Babamın 5-6 koyunu vardı. Onları güderdim. Böyle günler geçerken
yaşım 12-13'ü buldu. Ayağım yalın. Babam gariban biriydi. Eker
biçerdi. Garibanlık günlerimiz öyle geçerdi. Yaşım 18'i bulunca
ayağım ayakkabı gördü. Okul yok, medrese yok, tahsil hiç yok.
Askere gittim 1954'te, 15 gün Ali Okulu'na (askerde okumayazma
bilmeyenlerin gittiği okul) gittim. 16 ay 3 gün sonra gözden sakat
çıktım."
"HANIMIN DÜŞÜNE YATTIM"
"Babam 1954'te vefat etti. Evde 2 gardaşım, 1 anam vardı. Askerlik
dönüşü 4'üncü gün Suriye'ye hamallığa gittim.

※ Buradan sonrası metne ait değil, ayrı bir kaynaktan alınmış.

PR #272, opened 2020-02-13
Move to using github actions for all test runs and linting

hez:
This removes TravisCI from our pipeline and moves all the tests to Github, as a bonus we now check otp 21&22, with elixir 1.9 & 1.10.


stewart:
Can we get an extra commit to test the dialyzer PLT caching, please and thanks?

PR #273, opened 2020-02-21
Remove String.to_existing_atom from param coercion

stewart:
This is causing some issues in running apps, and can be simplified due to the flexibility of `URI.encode_query` to handle input validation for us.

### DIFF
--- a/lib/shopify_api/rest/request.ex
+++ b/lib/shopify_api/rest/request.ex
@@ -205,12 +205,7 @@ defmodule ShopifyAPI.REST.Request do
     ]
   end
 
-  @spec add_params_to_url(binary, list | map) :: binary
-  defp add_params_to_url(url, params) when is_map(params) do
-    list_params = Enum.map(params, fn {key, value} -> {String.to_existing_atom(key), value} end)
-    add_params_to_url(url, list_params)
-  end
-
+  @spec add_params_to_url(url :: binary, params :: list | map) :: binary
   defp add_params_to_url(url, params) do
     url
     |> URI.parse()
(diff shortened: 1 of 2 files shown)


lib/shopify_api/rest/request.ex
```diff
@@ -205,28 +205,21 @@ defmodule ShopifyAPI.REST.Request do
...
-  defp merge_uri_params(uri, []), do: uri
-
+  @spec merge_uri_params(URI.t(), params :: list | map) :: URI.t()
   defp merge_uri_params(%URI{query: nil} = uri, params) when is_list(params) or is_map(params) do
     Map.put(uri, :query, URI.encode_query(params))
   end
 
   defp merge_uri_params(%URI{} = uri, params) when is_list(params) or is_map(params) do
-    Map.update!(uri, :query, fn q ->
+    Map.update!(uri, :query, fn query ->
```
hez: 🔥 renamed the param here but not use in the func

lib/shopify_api/rest/request.ex
```diff
@@ -205,28 +205,21 @@ defmodule ShopifyAPI.REST.Request do
...
       q
```
bjvoth:
```suggestion
      query
```

lib/shopify_api/rest/request.ex
stewart: fuuuuu

bjvoth: Quick on the draw 🤠

hez:
Good call, leaning on URI instead of writing our own! <3

PR #276, opened 2020-02-26
Refactor availability code in to its own namespace

freemer:
This is table-setting for GraphQL request throttling.

- created behaviour for rate_limiting/tracker
- moved availability_tracker to rate_limiting/rest_tracker
- moved call_limit to rate_limiting/rest_call_limits
- moved ShopifyAPI helpers functions to rate_limiting/rest
- added tracker_impl arg to Throttled.request


lib/shopify_api/availability/rest.ex
```diff
@@ -0,0 +1,16 @@
+defmodule ShopifyAPI.Availability.REST do
```
stewart: Is `Availability` a better namespacing choice than `RateLimiting`?

freemer: We took the naming cue from the existing `AvailabilityTracker`. I have no strong feelings one way or the other, @hez?

hez: It was just a cue from the existing code, the age old naming things problem....

- `Availability`
- `RateLimiting`
- `Throttling`

Any other contestants?

freemer:
[ch67324]

lib/shopify_api/availability/rest.ex
freemer: `RateLimiting` it is!

PR #293, opened 2020-05-07
Get all collections calls use the correct endpoint path

MarkZsombor:
## WHAT?

`SmartCollection.all/3` and `CustomCollection.all/3` are bugged in the current implementation, the inclusion of `admin/` in the endpoint causes these functions to make a request to `https://mzs-store-of-love.myshopify.com/admin/api/2020-01/admin/smart_collections.json?` which is an invalid endpoint.

## HOW?
For both functions remove the `admin/` from the endpoints.

## TESTING?
Both functions should work.

### DIFF
--- a/CHANGELOG.md
+++ b/CHANGELOG.md
@@ -1,6 +1,7 @@
 ## Unreleased
 
 - Added max poll count configuration option to GraphQL Bulk Query.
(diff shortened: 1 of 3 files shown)


MarkZsombor:
[ch44670]

PR #299, opened 2020-05-28
fix recursive call for Cancel.poll missing an arguement

MarkZsombor:
Handles an error where attempts to cancel a bulk query fail with:
```
%{
      "errors" => [
        %{
          "extensions" => %{
            "code" => "argumentLiteralsIncompatible",
            "typeName" => "CoercionError"
          },
          "locations" => [%{"column" => 3, "line" => 2}],
          "message" => "Invalid global id '1'",
          "path" => ["mutation", "bulkOperationCancel", "id"]
        }
      ]
    }
```

When `poll` is being recursed over, we are missing the argument for the bulk query id, so the poll counter is being used instead which ⛈shockingly Shopify doesn't like.

### DIFF
--- a/CHANGELOG.md
+++ b/CHANGELOG.md
@@ -1,5 +1,9 @@
 ## Unreleased
 
+## 0.8.4
+
+- Fix: `Bulk.Cancel.poll/5` uses the correct arguments while recursing.
+
 ## 0.8.3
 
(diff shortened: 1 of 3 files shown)


MarkZsombor:
[ch79360]

PR #304, opened 2020-07-21
add a Bulk.Query.stream_fetch/1

hez:
This providers a streamable httpoison fetch of the jsonl payload.

### DIFF
--- a/lib/shopify_api/bulk/query.ex
+++ b/lib/shopify_api/bulk/query.ex
@@ -3,6 +3,7 @@ defmodule ShopifyAPI.Bulk.Query do
   alias ShopifyAPI.Bulk.Cancel
 
   @type status_response :: map()
+  @stream_http_timeout 5_000
 
   @polling_query """
   {
@@ -97,6 +98,51 @@ defmodule ShopifyAPI.Bulk.Query do
     end
   end
 
+  @spec stream_fetch(String.t() | {}) :: Enumerable.t()
+  def stream_fetch({:ok, url}), do: stream_fetch(url)
+  def stream_fetch({:error, _} = error), do: error
+
+  def stream_fetch(url) do
+    url
+    |> httpoison_streamed_get()
+    # Our http chunks are not guaranteed to be on the line break, this splits up our
+    # returned chunks by line break.
+    |> Stream.chunk_while(
+      [],
+      fn element, acc ->
+        element = "#{List.first(acc)}" <> element
+
+        cond do
+          # A nicely formatted jsonl line(s)
+          # {\"test\":\"bar\"}\n{\"test\":\"baz\"}\n"
+          String.ends_with?(element, "\n") ->
+            {:cont, String.split(element, "\n", trim: true), []}
+
+          # Contains a jsonl line and then some
+          # {\"test\":\"bar\"}\n{\"test\"
+          String.contains?(element, "\n") ->
+            {rem, e} =
+              element
+              |> String.split("\n", trim: true)
+              |> List.pop_at(-1)
+
+            {:cont, e, [rem]}
+
+          # No complete jsonl document yet
+          true ->
+            {:cont, [element]}
+        end
+      end,
+      fn
+        [] -> {:cont, []}
+        acc -> {:cont, acc, []}
+      end
+    )
+    # We will have a "list" of "lists of strings" here, we'll flatten it down to a single list
+    # [["some json", "more jsonl"], ["jsonl"]] => ["some json", "more jsonl", "jsonl"]
+    |> Stream.flat_map(& &1)
+  end
+
   def parse_response!(""), do: []
   def parse_response!({:ok, jsonl}), do: parse_response!(jsonl)
   def parse_response!({:error, msg}), do: raise(ShopifyAPI.Bulk.QueryError, msg)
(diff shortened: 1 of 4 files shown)


lib/shopify_api/bulk/query.ex
```diff
@@ -97,6 +98,51 @@ defmodule ShopifyAPI.Bulk.Query do
     end
   end
 
+  @spec stream_fetch(String.t() | {}) :: Enumerable.t()
+  def stream_fetch({:ok, url}), do: stream_fetch(url)
+  def stream_fetch({:error, _} = error), do: error
+
+  def stream_fetch(url) do
```
stewart, line 105: Since further in we invoke a `receive` block, I don't _think_ this is safe to call from inside of a GenServer or similar OTP abstraction that manages it's own `receive` loop. Worth noting as documentation, perhaps?

lib/shopify_api/bulk/query.ex
```diff
@@ -97,6 +98,51 @@ defmodule ShopifyAPI.Bulk.Query do
...
+        end
+      end,
+      fn
+        [] -> {:cont, []}
+        acc -> {:cont, acc, []}
+      end
+    )
+    # We will have a "list" of "lists of strings" here, we'll flatten it down to a single list
+    # [["some json", "more jsonl"], ["jsonl"]] => ["some json", "more jsonl", "jsonl"]
+    |> Stream.flat_map(& &1)
```
stewart, line 143: The need to use `flat_map` here suggests to me that there's a slightly better function to use than `Stream.chunk_while/3` -- I believe we could implement basically the same logic using `Stream.transform/3`, which looks to be better designed to buffer/split an input stream into a different set of output elements.

stewart: I'm also curious if this is where we should `Stream.map` the resulting lines through a JSON decoder.

hez: I was digging at transform this morning and may have that refactor up later 👍 A good suggestion!

I've been pondering where to put the json decoding as well. I was also toying with the idea of pulling all the fetching (httpoison) related code in to its own module in bulk.

lib/shopify_api/bulk/query.ex
hez: Good call, this whole function could use some documentation

lib/shopify_api/bulk/query.ex
stewart: The thing to be mindful of with `Stream.transform` is that it _does not_ yield the accumulator when you halt. I recall being bitten by that before.

lib/shopify_api/bulk/query.ex
```diff
@@ -97,6 +98,47 @@ defmodule ShopifyAPI.Bulk.Query do
     end
   end
 
+  @doc """
+  Streams the HTTP GET of the passed in URL for JSONL decoding.
+
+  Warning: Since HTTPoison spawns a seperate process which uses send/receive
+  to stream HTTP fetches becareful where you use this.
```
freemer, line 105: Typo `becareful`

lib/shopify_api/bulk/query.ex
```diff
@@ -97,6 +98,47 @@ defmodule ShopifyAPI.Bulk.Query do
...
+            element
+            |> String.split("\n", trim: true)
+            |> List.pop_at(-1)
+
+          {e, rem}
+
+        # No complete jsonl document yet
+        true ->
+          {[], element}
+      end
```
stewart, line 138: This might make sense to extract to a private function. `transform_chunks_to_jsonl/2`?

lib/shopify_api/bulk/query.ex
```diff
@@ -3,6 +3,7 @@ defmodule ShopifyAPI.Bulk.Query do
   alias ShopifyAPI.Bulk.Cancel
 
   @type status_response :: map()
+  @stream_http_timeout 5_000
```
stewart, line 6: Is this a reasonable default for the underlying streaming mechanism? Should it be configurable, given Shopify's renowned response times?

lib/shopify_api/bulk/query.ex
```diff
@@ -169,4 +211,33 @@ defmodule ShopifyAPI.Bulk.Query do
...
   end
+
+  defp httpoison_streamed_get(url) do
+    Stream.resource(
+      fn ->
+        HTTPoison.get!(url, %{}, stream_to: self(), async: :once)
+      end,
+      fn %HTTPoison.AsyncResponse{id: id} = resp ->
+        receive do
+          %HTTPoison.AsyncStatus{id: ^id, code: _code} ->
```
stewart, line 222: Any concern over possible non-200 status codes? Will those just result in an empty result stream?

lib/shopify_api/bulk/query.ex
hez: This would be for the fetching of the jsonl results file... _should_ be fast 5seconds might even be too long in my books

lib/shopify_api/bulk/query.ex
```diff
@@ -169,4 +180,60 @@ defmodule ShopifyAPI.Bulk.Query do
...
+      fn _resp -> :ok end
+    )
+  end
+
+  defp transform_chunks_to_jsonl(element, acc) do
+    # Our http chunks are not guaranteed to be on the line break, this splits up our
+    # returned chunks by line break.
+    element = acc <> element
+
+    cond do
```
stewart, line 218:
```suggestion
    case acc <> element do
```

stewart: I guess it's not much of an advantage since then you can't do the things you're currently using `cond` for, right...

Would at least maybe be good to give a more semantically appropriate name to the combined `acc <> element`, maybe `chunk`?

hez: well... incoming element is `chunk` here... acc <> chunk is .... new acc or ?

hez: Taking an incoming param, doing something to it, and reassigning it is a pretty common pattern.

lib/shopify_api/bulk/query.ex
```diff
@@ -169,4 +182,63 @@ defmodule ShopifyAPI.Bulk.Query do
...
+        HTTPoison.get!(url, %{}, stream_to: self(), async: :once)
+      end,
+      fn %HTTPoison.AsyncResponse{id: id} = resp ->
+        receive do
+          %HTTPoison.AsyncStatus{id: ^id, code: 200} ->
+            HTTPoison.stream_next(resp)
+            {[], resp}
+
+          %HTTPoison.AsyncStatus{id: ^id, code: code} ->
+            raise("ShopifyAPI.Bulk stream fetch got non 200 code of: #{code}")
```
stewart, line 198: Might be a good idea to build out an exception module for this corner of the API at some point, since it has slightly different potential failure cases.

PR #311, opened 2020-07-29
Handle 0 object count responses from bulk fetch

hez:
Fixes bug where shopify could return

```
   response: %{
     "currentBulkOperation" => %{
       "completedAt" => "2020-07-29T22:55:42Z",
       "createdAt" => "2020-07-29T22:55:41Z",
       "errorCode" => nil,
       "fileSize" => nil,
       "id" => "gid://shopify/BulkOperation/xxxx",
       "objectCount" => "0",
       "partialDataUrl" => nil,
       "status" => "COMPLETED",
       "url" => nil
     }
   },
```

And we tried to fetch the `nil` url with HTTPoison causing an error deep inside Hackney

```
CaseClauseError
no case clause matching: []
```


lib/shopify_api/bulk/query.ex
```diff
@@ -71,7 +71,8 @@ defmodule ShopifyAPI.Bulk.Query do
          {:ok, resp} <- ShopifyAPI.graphql_request(token, bulk_query, 10),
          :ok <- handle_errors(resp),
          bulk_query_id <- get_in(resp.response, ["bulkOperationRunQuery", "bulkOperation", "id"]),
-         {:ok, url} <- poll(token, bulk_query_id, opts[:polling_rate], opts[:max_poll_count]) do
+         {:ok, url} when is_binary(url) <-
+           poll(token, bulk_query_id, opts[:polling_rate], opts[:max_poll_count]) do
```
freemer, line 75: 🍎 I'd probably prefer the clarity of another else clause that explicitly handles the `{:ok, :no_objects}` response from `poll`,  as opposed  to it just being lumped in with the `error -> error` - no objects being returned isn't an error, and kind of obfuscates what's happening (took me a few to get it, hehe).

freemer: Actually, this new `when is_binary` isn't necessary at all, is it?

hez: yea not a bad idea, I initially had one at some point in this code and it got lost :\ 
the other option is change it from "ok" to something like :error, :no_objects.... :thinking:

freemer: Yeah, I'd argue returning 0 results isn't actually error, but ... :D

freemer: It _is_ a bit wonky when the second element of that tuple is either a `url` string or a descriptive `atom`

hez: updated as per our conversation 👍

lib/shopify_api/bulk/query.ex
```diff
@@ -3,6 +3,7 @@ defmodule ShopifyAPI.Bulk.Query do
   alias ShopifyAPI.Bulk.Cancel
 
   @type status_response :: map()
+  @type bulk_query_response :: :no_objects | {:ok, String.t()} | {:error, any()}
```
freemer, line 6: 👍

Issue #598, opened 2024-09-10
Warning while running tests/anoph/test_fst.py for af1: RuntimeWarning: invalid value encountered in divide


jonbrenas:
While running tests/anoph/test_fst.py for af1, a RuntimeWarning is raised. This is due to the fact the denominator in the Hudson Fst (i.e., the divergence between the two cohorts) is 0 (i.e., the two cohorts are identical for the whole window). This is actually the correct behaviour so I am not sure what to do about this. My instinct would be to catch the Warning so that it stops showing and maybe raise another one informing the user that the divergence was 0 in at least some of the windows (because the Warning is actually raised by allel, the exact number of such windows isn't immediately available) and that it was chosen that the Fst would be 0 in these windows.

jonbrenas:
That's the warning, for the record:

```
tests/anoph/test_fst.py::test_fst_gwss[af1_sim]
  /Users/jb52/Library/Caches/pypoetry/virtualenvs/malariagen-data-IrlFm8eo-py3.10/lib/python3.10/site-packages/allel/stats/fst.py:619: RuntimeWarning:
  
  invalid value encountered in divide
```

alimanfoo:
Example of using `np.errstate()` to suppress warnings within a specific section of code ... https://github.com/malariagen/malariagen-data-python/blob/b4a3cc96c5339b3fc9937080e8da2fb2813b1fd0/malariagen_data/anoph/snp_frq.py#L522

PR #650, opened 2024-11-05
Remove the transient Warning during pytests

jonbrenas:
Addresses #598.

Not sure it works all the time yet but so far, so good.


leehart (approved):
Thanks @jonbrenas

leehart:
Merging in soon unless objections.

PR #653, opened 2024-11-14
Add gene_labels and labels to plot_genes()

### LINKED ISSUE #407: Label genes
It would be useful to be able to label some genes of interest in a genes plot. 

The bokeh [LabelSet](https://docs.bokeh.org/en/latest/docs/reference/models/annotations.html#bokeh.models.LabelSet) feature looks potentially useful here, see also [bokeh labels docs](https://docs.bokeh.org/en/latest/docs/user_guide/basic/annotations.html#labels).

leehart:
Resolves #407.


alimanfoo:
Looking good...

image

alimanfoo:
> @alimanfoo How does this padding look to you? Screenshot 2024-11-22 at 12 56 18
> 
> Ideally I'd like a more robust mechanism for accommodating these labels, because this is currently tailored to the default height of the plot, i.e. 120, so specifying a different height, e.g. `height=240`, results in a skewed layout, e.g. Screenshot 2024-11-22 at 13 02 44

Thanks @leehart, I think it's probably ok for now, generally unlikely to need to vary the height of this track by much.

alimanfoo:
Hi @leehart, could we rename the `labels` param to `gene_labelset`? That way when the parameter appears in functions like `plot_h12_gwss()` it will be more obvious that the parameter will apply to the genes track.

leehart:
Looks like codecov/patch wants some test coverage for the new `gene_labels` param. Will do.

alimanfoo:
> Looks like codecov/patch wants some test coverage for the new `gene_labels` param. Will do.

Cool, thanks @leehart. Happy to be merged once codecov/patch passes.

Issue #182, opened 2022-03-21
Add taxon and area parameters to plot_frequencies_time_series()


alimanfoo:
Allow to control which taxa and areas to show, without having to recompute the frequencies.

leehart:
Some notes:

Here `ds` is an input param, an xarray.Dataset of variant frequencies:
```
cohort_vars = [v for v in ds if v.startswith("cohort_")]
df_cohorts = ds[cohort_vars].to_dataframe()
```

DataFrames for each cohort are concatenated:
```
dfs = []
  for cohort_index, cohort in enumerate(df_cohorts.itertuples()):
      ds_cohort = ds.isel(cohorts=cohort_index)
      df = pd.DataFrame(
          {
              "taxon": cohort.taxon,
              "area": cohort.area,
              "date": cohort.period_start,
              "period": str(
                  cohort.period
              ),  # use string representation for hover label
              "sample_size": cohort.size,
              "variant": variant_labels,
              "count": ds_cohort["event_count"].values,
              "nobs": ds_cohort["event_nobs"].values,
              "frequency": ds_cohort["event_frequency"].values,
              "frequency_ci_low": ds_cohort["event_frequency_ci_low"].values,
              "frequency_ci_upp": ds_cohort["event_frequency_ci_upp"].values,
          }
      )
      dfs.append(df)
  df_events = pd.concat(dfs, axis=0).reset_index(drop=True)
```


A query is applied to remove events with no observations:
```
df_events = df_events.query("nobs > 0")
```

I suppose we could exclude cohorts that don't match the specified `taxon` or `area` parameters from that concatenation, but it looks like that would still require us to compute the frequencies.

We need to make sure we use the appropriate data in calculations, e.g.:
```
frq = df_events["frequency"]
frq_ci_low = df_events["frequency_ci_low"]
frq_ci_upp = df_events["frequency_ci_upp"]
df_events["frequency_error"] = frq_ci_upp - frq
df_events["frequency_error_minus"] = frq - frq_ci_low
```

But maybe the idea is to simply toggle different taxon and areas just on the plot itself, somehow, without any refreshing or recomputing? (I don't understand yet.)

PR #657, opened 2024-11-18
Add taxon and area params to plot_frequencies_time_series()

leehart:
Re: issue #182

### DIFF
--- a/malariagen_data/anoph/plotly_params.py
+++ b/malariagen_data/anoph/plotly_params.py
@@ -215,3 +215,13 @@ scope: TypeAlias = Annotated[
     ],
     "Scope of the map.",
 ]
+
+taxon: TypeAlias = Annotated[
+    Optional[str],
+    "The taxon to restrict the dataset to.",
+]
+
+area: TypeAlias = Annotated[
+    Optional[str],
+    "The area to restrict the dataset to.",
+]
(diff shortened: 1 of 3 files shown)


leehart:
Do we want to add tests for these new param? Note: existing tests only run `fig = api.plot_frequencies_time_series(ds, show=False)`.

Do we want to support lists of taxa or areas? We could upgrade this functionality to accept lists of strings (of taxa or areas) as well as single strings.

malariagen_data/anoph/plotly_params.py
```diff
@@ -215,3 +215,13 @@
...
+
+taxon: TypeAlias = Annotated[
+    Optional[str],
+    "The taxon to restrict the dataset to.",
+]
+
+area: TypeAlias = Annotated[
+    Optional[str],
+    "The area to restrict the dataset to.",
+]
```
alimanfoo, line 227: Maybe these params should go in the `frq_params` module to be together with other parameters related to frequency calculation and visualisation?

alimanfoo (commented):
Thanks @leehart, looks nice.

I like your suggestion to add support for multiple values, i.e., allow `taxon` and `area` to also be a list or tuple of strings. This could be useful, e.g., when you have good data for `gambiae` and `coluzzii` but limited data for `arabiensis` and so you want to show only `gambiae` and `coluzzii`.

alimanfoo:
> Do we want to add tests for these new param? Note: existing tests only run `fig = api.plot_frequencies_time_series(ds, show=False)`. [Examples of usage were added to the existing notebook, which might suffice.]

Having the notebook examples is nice. We might also need to add some unit tests to maintain coverage.

alimanfoo (approved):
Thanks @leehart, looks good 😊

Anam diyor ki; 'Oğlum
sana bir kız isteyelim.' Ben diyorum ki; 'Ana o kız kapkara, ben
almam. 'Oğlum akıllı ol, bunu alalım' diyor. Bu kız 18 yaşına, ben
24 yaşına geldim. Nihayet anamın dediğine geldik. 13 Ocak 1958'de
hanımımın düşüne yattım: Evlerine gittim. Yüklükten hopladım.
Yüklüğün üzerinden bileğinden tuttum. Debelendi, debelendi
pırtamadı. Gözümü açtım yataktayım.
3 gün sonra anamı, abimi, babasının, anasının yanına götürdüm. 'Tamam' dediler kabul ettiler. Haticem gelince sordum. 'Hatun, beni hiç rüyanda gördün mü, doğruyu söyle' dedim. 'Vallaha, bundan 15 gün evvel yüklüğün üstünden hopladın, bileğimden tuttun, debelendim pırtamadım, gözümü açtım, yataktayım' dedi. Menekşe imiş, bilmemişim ben. Menekşe imiş efendim. Biz sarı çiçeği görürmüşüz, kırmızı gülü görürmüşüz ama o menekşe imiş. Aylar geçti yıllar geçti, aradan ışkın verdi, evlat verdi Yaradan. 2006 yılının 11. ayının 15'inde Haticem siroz hastalığına düştü kurtulamadı. Ankara'ya götürdük. Doktorlar tedavisini bulamadı. 11 günde Hakk'a teslim oldu. Haticem gidince ben de böyle kendi kendime mecnun oldum."